13 Ideas to Improve Your Search Strategy

“I’ve had smarter people around me all my life, but I haven’t run into one yet that can outwork me. And if they can’t outwork you, then smarts aren’t going to do them much good. That’s just way it is.” – Woody Hayes

In order to be a successful investor, you need an effective search strategy. Having a good search strategy presupposes that you have an investing process and philosophy in place. If you don’t know where you’re going, any road will take you there. Also, being consistent is important. It would be better, in my judgment, to have a simple and broad strategy and use it consistently than to have an elaborate strategy that you fail to follow. As, Buffett has pointed out, compelling values are like fast moving elephants. The opportunity cost of being asleep at the switch can be high.

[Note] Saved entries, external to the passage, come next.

PR #373, opened 2026-05-01
Adding loki flush tasks file.

ayefimov-1:
Flushes Loki Ingester Memory to Storage
- Adding tasks file to flush loki memory to storage
- Allows data to be pulled from loki with feature in future PR

Authored-by: @myadla
Co-authored-by: @ayefimov-1
AI Assisted by: Claude


vyzigold (approved):

roles/telemetry_chargeback/tasks/flush_loki_data.yml
```diff
@@ -0,0 +1,52 @@
+---
+# Flush Loki Ingester Memory to Storage
+
+- name: "Flush execution inside OpenStack CLI"
+  block:
+    # create dir
+    - name: "Create directory inside OpenStack CLI"
```
elfiesmelfie:
```suggestion
    - name: "Create directory inside OpenStack Client pod"
```

roles/telemetry_chargeback/tasks/flush_loki_data.yml
```diff
@@ -0,0 +1,52 @@
...
+        path: "{{ local_cert_dir }}"
+        state: directory
+        mode: '0755'
+
+    # copy all certs
+    - name: "Copy certificates to OpenStack CLI"
+      ansible.builtin.command:
+        cmd: "oc cp {{ local_cert_dir }}/. {{ cloudkitty_namespace }}/{{ openstackpod }}:{{ remote_cert_dir }}/"
+      changed_when: true
+
```
elfiesmelfie: Am I missing something? It seems that we create the empty local_cert dir and try to copy the contents to the openstackclient pod. But if the local_cert_dir was just created, then there's nothing in there to copy into the pod.

If the directory has to be created in the "create directory to extract certificates" task, then there's a problem.

roles/telemetry_chargeback/tasks/flush_loki_data.yml
```diff
@@ -0,0 +1,52 @@
...
+        fail_msg: "Flush failed"
+        success_msg: "Ingester Memory Flushed successfully"
+
+  rescue:
+    - name: "Debug failure output"
+      ansible.builtin.debug:
+        msg:
+          - "Failure"
+          - "Stdout: {{ flush_response.stdout | default('') }}"
+          - "Stderr: {{ flush_response.stderr | default('') }}"
```
elfiesmelfie: This limits the output, maybe just show the whole task output i.e. `{{ flush_response }}`, since it's conceivable that the issue is in the  input  to the curl command

roles/telemetry_chargeback/tasks/ingest_loki_data.yml
elfiesmelfie, line 28: Combine these into a single task.

However, I am concerned that this will break the test execution if it's allowed to explicitly fail here. If these tests fail, then the playbook running the test roles will also fail, and any test that are configured to run after this one will not be run.

If all the TEST tasks to this point are successful, then the test report will show success since there are no TEST tasks that failed. -- this would be very misleading

roles/telemetry_chargeback/README.md
```diff
@@ -18,168 +27,66 @@ Requirements
...
-|----------|-------------|
-| `-j, --json PATH` | Input JSON file (Loki format or synthetic data) |
-
-**Optional Arguments:**
-| Argument | Default | Description |
-|----------|---------|-------------|
-| `-o, --output PATH` | `<input_stem>_total.yml` | Output YAML file path |
-| `--debug` | `False` | Enable debug mode (writes `<stem>_diff.txt` file) |
-| `--debug_dir DIR` | Output directory | Directory for debug files (defaults to output file's directory) |
-
```
elfiesmelfie, line 151: Why is the documentation for the python scripts removed in this PR? It was just added in the previous one.
If you don't want it to be added, then it should be removed completely from the commit that introduced it.

roles/telemetry_chargeback/tasks/flush_loki_data.yml
vyzigold: hmm. you're probably right. I somehow read it as "create a remote dir in the openstackclient pod and then copy the certs there". But that's not what's happening.

vyzigold: oh. I see. The remote dir is created by the first task in this file. The local_cent_dir is already present, it'll get created by this task https://github.com/infrawatch/feature-verification-tests/pull/373/changes#diff-159ee438942623db2b06b8440ca6005f864c6bf3f60b33c6b89e6ee24967f80aR46 . So I think the "Create directory to extract certificates" task probably doesn't do anything and it may not be needed.

ayefimov-1: Fixed with next push:
- Added cert_dir and local_cert_dir to be creates in the setup_loki_evn.yml 
- Removed it from the flush_loki_data.yml

roles/telemetry_chargeback/tasks/flush_loki_data.yml
ayefimov-1: Fixed in next push.

roles/telemetry_chargeback/README.md
ayefimov-1: I think this happened as a consequesce of me adjusting to the revert and new PR for  revert-372-alexy_ck_job_2 branch into alexy_db_download_tasks_files.

roles/telemetry_chargeback/tasks/flush_loki_data.yml
ayefimov-1: fixed in next push.

roles/telemetry_chargeback/tasks/ingest_loki_data.yml
ayefimov-1: What is the benefit of running the rest of the job if this part fails?  Downstream of this task, all the "test" are no longer useful. 

Fixed in next push

ayefimov-1:
recheck

roles/telemetry_chargeback/tasks/flush_loki_data.yml
```diff
@@ -0,0 +1,42 @@
...
+          --cacert {{ remote_cert_dir }}/service-ca.crt
+      register: flush_response
+      changed_when: true
+      any_errors_fatal: true
+
+    # Status
+    - name: "Verify flush status"
+      ansible.builtin.assert:
+        that:
+          - "'204' in flush_response.stderr or '200' in flush_response.stderr"
```
danpawlik: is it really `stderr` or `stdout`?

danpawlik (dismissed):

roles/telemetry_chargeback/tasks/flush_loki_data.yml
ayefimov-1: Fixed in next push:

- Replaced -v with -s -w '%{http_code}' to capture status code in stdout
- Changed match to flush_response.stdout in ['200', '204']                                                                    
- Enhanced fail_msg to display actual status code received

roles/telemetry_chargeback/tasks/flush_loki_data.yml
```diff
@@ -0,0 +1,42 @@
...
+      register: flush_response
+      changed_when: true
+      any_errors_fatal: true
+
+    # Status
+    - name: "Verify flush status"
+      ansible.builtin.assert:
+        that:
+          - "flush_response.stdout in ['200', '204']"
+        fail_msg: "Flush failed with status: {{ flush_response.stdout }}"
```
danpawlik, line 36: in fail, here probably should be stderr not stdout. Can be fixed later.

danpawlik (approved):

roles/telemetry_chargeback/tasks/setup_loki_env.yml
```diff
@@ -30,12 +30,15 @@
...
   ansible.builtin.file:
-    path: "{{ cert_dir }}"
+    path: "{{ item }}"
     state: directory
-    mode: '0755'
+    mode: '0700'  # Restricted for security
+  loop:
+    - "{{ cert_dir }}"
+    - "{{ local_cert_dir }}"
+  when: item is defined
```
danpawlik, line 41: that condition is not needed :)

lnatapov (approved):

PR #374, opened 2026-05-04
Use base zuul noop job

vyzigold:
Use a noop job from zuul instead of a custom variant. Apparently the noop job was made final recently, so we can't inherit from it anymore.

See zuul/model.py in https://review.opendev.org/c/zuul/zuul/+/986659


vyzigold:
This is already being worked on in https://github.com/infrawatch/feature-verification-tests/pull/369

PR #377, opened 2026-05-06
Adding database upload tasks file ingest_loki_data.yml

ayefimov-1:
This file pushes synthetic data generated during a FVT run to loki

- Add the ability to ingest and retrieve loki data from database
- Uploads data to loki

Authored-by: @myadla
Co-authored-by: @ayefimov-1
AI Assisted by: Claude


danpawlik (approved):
Normally it is fine, but might be helpful to add into the commit message why it has been reverted

ayefimov-1:
> Normally it is fine, but might be helpful to add into the commit message why it has been reverted

I inadvertently merge the change.  So, just a "miss-click"

elfiesmelfie (commented):
There is no difference between this branch and the target branch

ayefimov-1:
> There is no difference between this branch and the target branch

Fixed.

roles/telemetry_chargeback/tasks/ingest_loki_data.yml
```diff
@@ -0,0 +1,42 @@
...
+    # Rescue block
+    - name: "Debug failure"
+      ansible.builtin.debug:
+        msg: "{{ loki_response.status | default('N/A') }}"
+
+    # Failure
+    - name: "Report ingestion failure"
+      ansible.builtin.fail:
+        msg: "Ingestion Failed"
+      ignore_errors: false
```
elfiesmelfie, line 42: Combine these two tasks into one.

roles/telemetry_chargeback/tasks/ingest_loki_data.yml
```diff
@@ -0,0 +1,42 @@
+---
+# Ingest data generated by gen_synth_loki_data.yml to Loki
+
+- name: "Ingest data log to Loki via API"
+  block:
+
+    - name: "Read log file content"
+      ansible.builtin.slurp:
+        src: "{{ artifacts_dir_zuul }}/{{ scenario_name }}{{ cloudkitty_synth_data_suffix }}"
+      register: log_file_content
```
elfiesmelfie, line 10: Where is the "{{ artifacts_dir_zuul }}/{{ scenario_name }}{{ cloudkitty_synth_data_suffix }}" file created?

Is there a variable that contains the contents of this file somewhere before it is written to disk?
If so, then you can use that same variable directly instead of reading from the file. It'll reduce the amount of time that it takes to run the test.

roles/telemetry_chargeback/tasks/load_loki_data.yml
```diff
@@ -0,0 +1,5 @@
+---
+- name: "Ingest CloudKitty data log for {{ scenario_name }}"
+  ansible.builtin.include_tasks: ingest_loki_data.yml
+
```
elfiesmelfie, line 4: Why is this task on it's own rather than in the run_test_scenarios file?

roles/telemetry_chargeback/tasks/setup_loki_env.yml
```diff
@@ -14,6 +14,9 @@
     # Base URL
     loki_base_url: "https://{{ loki_route.stdout }}"
 
+    # Internal Flush URL(Service DNS: https://<service>.<namespace>.svc:3100/flush)
+    ingester_flush_url: "https://cloudkitty-lokistack-ingester-http.{{ cloudkitty_namespace }}.svc:3100/flush"
+
```
elfiesmelfie, line 19: This line should not be added in this PR.
The fact that there's an existing reference to the variable later in this file, implies that there's some PR which adds the ingester_flush_url to the debug, which does not work, since it is not defined at that point.

elfiesmelfie: If the ingester_flush_url is only being used for debugging, don't set it as a separate fact.

If the ingester_flush_url is not being used anywhere else, it should just be removed IMHO

.zuul.yaml
elfiesmelfie, line 1: This is merged to master already, so is not part of this PR

elfiesmelfie (changes requested):

roles/telemetry_chargeback/tasks/load_loki_data.yml
ayefimov-1: ingest_loki_data.yml will be joined by flush_loki_data.yml and retrieve_loki_data.yml in later PRs

PR #380, opened 2026-05-07
Improve RHELOSP-144481 snmpTraps test by adding readiness gates

danpawlik:
The test was failing because it had no synchronization points between enabling snmpTraps, creating the PrometheusRule, disrupting QDR pods, and checking webhook logs. The webhook pod was never receiving alerts from Alertmanager due to timing/race conditions.

Changes:
- Wait for snmp-webhook pod readiness after enabling snmpTraps
- Wait for PrometheusRule to be loaded in Prometheus before disruption
- Verify alert is firing in Alertmanager before checking webhook logs
- Increase QDR disruption window from 30 to 60 iterations
- Increase webhook log check retries from 12 to 30 (5 min)
- Fix bug: rule deletion check was using wrong variable (cmd_output)

Depends-On: https://github.com/infrawatch/feature-verification-tests/pull/379

### DIFF
--- a/roles/test_snmp_traps/tasks/main.yml
+++ b/roles/test_snmp_traps/tasks/main.yml
@@ -35,6 +35,16 @@
       register: cmd_output
       failed_when: cmd_output.rc != 0
 
+    - name: Wait for the snmp-webhook pod to be ready
+      ansible.builtin.shell: >
+        oc wait pod -l app=default-snmp-webhook
+        --for=condition=Ready --timeout=300s
+      register: webhook_wait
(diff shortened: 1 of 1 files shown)


danpawlik:
recheck

elfiesmelfie (changes requested):
Use be Assisted-By, not co-authored-by for Claude

elfiesmelfie (approved):

ayefimov-1 (approved):
LGTM
Change passed in Jenkins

With that, here are some ideas of where to look:

  1. New Lows – Look at the new low list every day.
  2. Value Line – Scan each issue of Value Line on a regular basis. If you are not in the habit of doing this, you can catch up by going through each back issue and flagging all the good businesses that are within your circle of competence.
  3. 13F’s – Follow the disclosures of great investors. A few sites such as gurufocus.com, marketfolly.com and dataroma.com aggregate this information making it easier to follow. Pay attention to the investment process of the investors you choose to follow and whether they run a focused portfolio, in which case their purchases are more meaningful. Also, pay attention to how recent a given purchase is. In addition, be aware that a small position may still have significance if it comprises a large stake in the investee company.
  4. Mutual Fund Letters – Similar to 13F’s with the added benefit that the investors often lay out their case for making a given investment. Hand pick the best: Yacktman, Fairholme, Longleaf, First Pacific Advisors, Akre Capital Management, Third Avenue Value, etc.
  5. Hedge Fund Letters – Pick investors whose process you understand and that fits with what you’re trying to accomplish. Similar to mutual fund letters, the hedge fund managing partner often details his investment theses for various investments.
  6. Business Press – Read the The Wall Street Journal, The New York Times and the The Financial Times on a daily basis. Following Michael Price’s advice, read with purpose, looking for changes that could drive an investment opportunity: new management, restructuring, restatements, acquisitions, busted deals, lawsuits, etc. Also read Barron’s, Forbes, Fortune, BusinessWeek, and The Economist.
  7. Blogs – There are a growing number of high quality blogs with research that equals or, at times, surpasses that available from Wall Street. Seek them out and pay attention. See my “Useful Sites” sidebar as I will be adding to my list of these blogs/sites from time to time.
  8. Screens – Run select screens on a regular basis. Here is a list of screens that Mason Hawkins would run when he started in the investment business: 1) ROC > 12% and less than 8x earnings, 2) < 10x free cash flow, 3) below net asset value, 4) below net asset value plus 20% of PP&E, 5) below book value after taking out intangibles. Follow stocks that meet Joel Greenblatt’s magic formula criteria at magicformulainvesting.com. Also, Value Line publishes several screens of possible cheap stocks  – low P/E’s, low P/B’s, high dividend yield, etc. – in each issue.
  9. Top Businesses – Make a list of the top 100 or 200 business in the world and revalue them on a regular basis.
  10. Trade Magazines/Sites – Seek out and follow trade publications in every industry you understand.
  11. Social Investing SitesValue Investors’ Club (information delayed 90 days for non-members), Seeking Alpha, BloggingStocks, Motley Fool, etc. The Corner of Berkshire & Fairfax Message Board has well-informed posters and high quality discussions.
  12. Subscription Services: Outstanding Investor Digest, Value Investor Insight, The Manual of Ideas are a few examples.
  13. Early Buffett – Following Buffett’s example from when he started his partnership, find a comprehensive database and go through all the listings from A to Z looking for undervalued gems with no analyst coverage.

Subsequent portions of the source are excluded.